Question

If the ratio between the sum of first n terms of two A.P's is $7n+1:4n+27$ then the ratio of $11$th terms is :

Answer 1

Let $a_1,d_1$ be the first term and common difference of $1^{st}$ AP.

and $a_2,d_2$ be the first term and common difference of $2^{nd}$ AP.

Given that,

$\frac{\frac{n}{2}(2a_1+(n-1\left)d_1\right)}{\frac{m}{2}(2a_2+(n-1\left)d_2\right)}=\frac{7n+1}{4n+27}$

$\Rightarrow \frac{2a_1+(n-1)d_1}{2a_2+(n-1)d_2}=\frac{7n+1}{4n+27}$ _________ (I)

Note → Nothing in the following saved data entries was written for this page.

Issue #763, opened 2023-09-11
Expose IMAP capabilities for sharing folders, and delegating responsibility for an account (ex.: administrative assistant)


marclaporte:
https://doc.dovecot.org/configuration_manual/shared_mailboxes/
https://docs.iredmail.org/mailbox.sharing.html

marclaporte:
Please use https://www.virtualmin.com/documentation/email/ as a reference implementation.

marclaporte:
The feature is done. Documentation is next.

PR #1270, opened 2024-10-04
[ENH] Implement Expose IMAP capabilities for sharing folders

Shadow243:
Related issue: https://github.com/cypht-org/cypht/issues/763
Screenshot 2024-10-10 at 03 11 09


modules/core/output_modules.php
```diff
@@ -1645,7 +1645,99 @@ class Hm_Output_content_section_end extends Hm_Output_Module {
      * Closes the main tag opened in Hm_Output_content_section_start
      */
     protected function output() {
-        return '</div></main>';
+        $share_folder_modal = '<div class="modal fade" id="shareFolderModal" tabindex="-1" aria-labelledby="shareFolderModalLabel" aria-hidden="true">';
```
kroky, line 1648: This class is a section_end - please put all that modal code in one or more separate classes and include those in the setup.php file where appropriate.

kroky:
All the rest looks good, thanks!

modules/core/site.js
```diff
@@ -58,6 +58,18 @@ $.fn.fadeOutAndRemove = function(timeout = 600) {
     return this;
 };
 
+$.fn.modal = function(action) {
```
josaphatim, line 61: Hello @Shadow243 
Shouldn't we mix this with Hm_Modal ?

Shadow243: I thought about this idea then I actually left modal to reflect the behavior of bootstrap especially since it is an implementation of Bootstrap modal

Shadow243: @josaphatim  If I use JS to generate dynamically the modal I will then not be able to write phpunit tests, So I favored the code that I can easily test.

modules/core/output_modules.php
Shadow243: new class added. @kroky i hope this PR is ready.

kroky (approved):

marclaporte:
I look forward to seeing how this behaves on various platforms, especially Dovecot, Cyrus and Stalwart.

Ratio of ${11}^{th}$ terms of two AP's is

$\frac{a_1+(11-1)d_1}{a_2+(11-1)d_2}=\frac{a_1+10d_1}{a_2+10d_2}=\frac{2(a_1+10d_1)}{2(a_2+10d_2)}$

$\Rightarrow \frac{a_1+(11-1)d_1}{a_2+(11-1)d_2}=\frac{2a_1+20d_1}{2a_1+20d_2}$ _______ (II)

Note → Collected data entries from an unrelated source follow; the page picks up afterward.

PR #1277, opened 2024-10-08
refactor(other): promote JMAP & EWS in the UI

Bienvenumoringa:
[Related task](https://avan.tech/item112643)

Modify the text in the help section to explain that Cypht supports the JMAP (RFC8621) protocol in addition to IMAP and SMTP, and make JMAP available by default in standalone Cypht installations or those integrated with Tiki.

image

### DIFF
--- a/modules/nux/modules.php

Substituting, m=21, in (I) we get

$\frac{2a_1+(21-1)d_1}{2a_2+20d_2}=\frac{7\left(21\right)+1}{4\left(21\right)+27}$

$\frac{2a_1+20d_1}{2a_1+20d_2}=\frac{148}{111}$

$\Rightarrow \frac{2(a_1+10d_1)}{2(a_2+10d_2)}=\frac{148}{111}$

$\Rightarrow \frac{a_1+10d_1}{a_2+10d_2}=\frac{4}{3}$

$\therefore$ Ratio of 11 terms is 483.